(Saved data entries)
*** Block opens ***
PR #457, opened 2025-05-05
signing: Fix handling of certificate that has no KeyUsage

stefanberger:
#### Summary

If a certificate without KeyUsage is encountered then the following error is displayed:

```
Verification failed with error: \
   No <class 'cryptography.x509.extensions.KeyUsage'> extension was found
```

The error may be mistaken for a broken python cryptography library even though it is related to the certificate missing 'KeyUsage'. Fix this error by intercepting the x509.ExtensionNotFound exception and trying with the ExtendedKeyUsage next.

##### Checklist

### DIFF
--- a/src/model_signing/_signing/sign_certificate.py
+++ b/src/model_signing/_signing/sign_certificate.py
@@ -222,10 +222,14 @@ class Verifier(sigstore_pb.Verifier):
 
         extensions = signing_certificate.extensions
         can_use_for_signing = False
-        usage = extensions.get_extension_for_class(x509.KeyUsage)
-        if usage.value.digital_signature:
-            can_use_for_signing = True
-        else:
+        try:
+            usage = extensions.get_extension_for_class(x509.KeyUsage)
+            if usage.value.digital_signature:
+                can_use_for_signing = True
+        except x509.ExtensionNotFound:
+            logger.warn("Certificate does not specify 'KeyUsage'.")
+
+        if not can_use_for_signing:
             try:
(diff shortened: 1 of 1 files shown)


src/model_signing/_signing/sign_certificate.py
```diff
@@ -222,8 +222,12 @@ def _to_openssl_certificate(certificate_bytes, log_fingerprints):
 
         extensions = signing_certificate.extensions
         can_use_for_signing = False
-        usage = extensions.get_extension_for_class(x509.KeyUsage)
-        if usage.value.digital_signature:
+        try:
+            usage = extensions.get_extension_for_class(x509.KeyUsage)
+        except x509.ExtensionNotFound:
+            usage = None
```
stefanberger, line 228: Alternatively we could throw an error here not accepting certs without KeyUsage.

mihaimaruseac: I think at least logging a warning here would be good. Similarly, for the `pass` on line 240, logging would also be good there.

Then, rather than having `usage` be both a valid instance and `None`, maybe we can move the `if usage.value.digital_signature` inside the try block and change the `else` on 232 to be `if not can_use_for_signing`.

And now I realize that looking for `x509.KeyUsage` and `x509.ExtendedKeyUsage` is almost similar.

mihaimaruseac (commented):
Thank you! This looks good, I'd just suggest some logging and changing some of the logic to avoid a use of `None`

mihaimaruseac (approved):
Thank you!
*** Block closes ***
(The task) The response must restate every entry word for word.

(Exercise answer)
PR #457, opened 2025-05-05
signing: Fix handling of certificate that has no KeyUsage

stefanberger:
#### Summary

If a certificate without KeyUsage is encountered then the following error is displayed:

```
Verification failed with error: \
   No <class 'cryptography.x509.extensions.KeyUsage'> extension was found
```

The error may be mistaken for a broken python cryptography library even though it is related to the certificate missing 'KeyUsage'. Fix this error by intercepting the x509.ExtensionNotFound exception and trying with the ExtendedKeyUsage next.

##### Checklist

### DIFF
--- a/src/model_signing/_signing/sign_certificate.py
+++ b/src/model_signing/_signing/sign_certificate.py
@@ -222,10 +222,14 @@ class Verifier(sigstore_pb.Verifier):
 
         extensions = signing_certificate.extensions
         can_use_for_signing = False
-        usage = extensions.get_extension_for_class(x509.KeyUsage)
-        if usage.value.digital_signature:
-            can_use_for_signing = True
-        else:
+        try:
+            usage = extensions.get_extension_for_class(x509.KeyUsage)
+            if usage.value.digital_signature:
+                can_use_for_signing = True
+        except x509.ExtensionNotFound:
+            logger.warn("Certificate does not specify 'KeyUsage'.")
+
+        if not can_use_for_signing:
             try:
(diff shortened: 1 of 1 files shown)


src/model_signing/_signing/sign_certificate.py
```diff
@@ -222,8 +222,12 @@ def _to_openssl_certificate(certificate_bytes, log_fingerprints):
 
         extensions = signing_certificate.extensions
         can_use_for_signing = False
-        usage = extensions.get_extension_for_class(x509.KeyUsage)
-        if usage.value.digital_signature:
+        try:
+            usage = extensions.get_extension_for_class(x509.KeyUsage)
+        except x509.ExtensionNotFound:
+            usage = None
```
stefanberger, line 228: Alternatively we could throw an error here not accepting certs without KeyUsage.

mihaimaruseac: I think at least logging a warning here would be good. Similarly, for the `pass` on line 240, logging would also be good there.

Then, rather than having `usage` be both a valid instance and `None`, maybe we can move the `if usage.value.digital_signature` inside the try block and change the `else` on 232 to be `if not can_use_for_signing`.

And now I realize that looking for `x509.KeyUsage` and `x509.ExtendedKeyUsage` is almost similar.

mihaimaruseac (commented):
Thank you! This looks good, I'd just suggest some logging and changing some of the logic to avoid a use of `None`

mihaimaruseac (approved):
Thank you!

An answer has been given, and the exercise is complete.